### Task description
Within the entries below, the lines from the one with "PR #119, opened 2016-12-22" through the one with "for a sampler." are to be set down exactly, both ends kept.

### Input records

------------------------------

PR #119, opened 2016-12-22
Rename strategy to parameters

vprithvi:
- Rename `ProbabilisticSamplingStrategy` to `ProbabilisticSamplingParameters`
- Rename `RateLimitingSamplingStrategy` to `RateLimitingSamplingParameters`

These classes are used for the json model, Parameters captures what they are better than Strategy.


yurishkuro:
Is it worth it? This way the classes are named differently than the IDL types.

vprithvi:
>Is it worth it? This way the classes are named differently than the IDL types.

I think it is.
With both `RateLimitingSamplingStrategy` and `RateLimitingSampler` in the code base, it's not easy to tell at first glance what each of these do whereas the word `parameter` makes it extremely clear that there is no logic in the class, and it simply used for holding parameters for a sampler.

------------------------------

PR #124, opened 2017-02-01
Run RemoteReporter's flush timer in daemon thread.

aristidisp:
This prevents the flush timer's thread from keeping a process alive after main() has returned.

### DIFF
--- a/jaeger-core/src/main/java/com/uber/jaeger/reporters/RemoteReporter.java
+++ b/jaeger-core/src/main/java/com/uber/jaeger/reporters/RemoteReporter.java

------------------------------

### Result of the exercise
PR #119, opened 2016-12-22
Rename strategy to parameters

vprithvi:
- Rename `ProbabilisticSamplingStrategy` to `ProbabilisticSamplingParameters`
- Rename `RateLimitingSamplingStrategy` to `RateLimitingSamplingParameters`

These classes are used for the json model, Parameters captures what they are better than Strategy.


yurishkuro:
Is it worth it? This way the classes are named differently than the IDL types.

vprithvi:
>Is it worth it? This way the classes are named differently than the IDL types.

I think it is.
With both `RateLimitingSamplingStrategy` and `RateLimitingSampler` in the code base, it's not easy to tell at first glance what each of these do whereas the word `parameter` makes it extremely clear that there is no logic in the class, and it simply used for holding parameters for a sampler.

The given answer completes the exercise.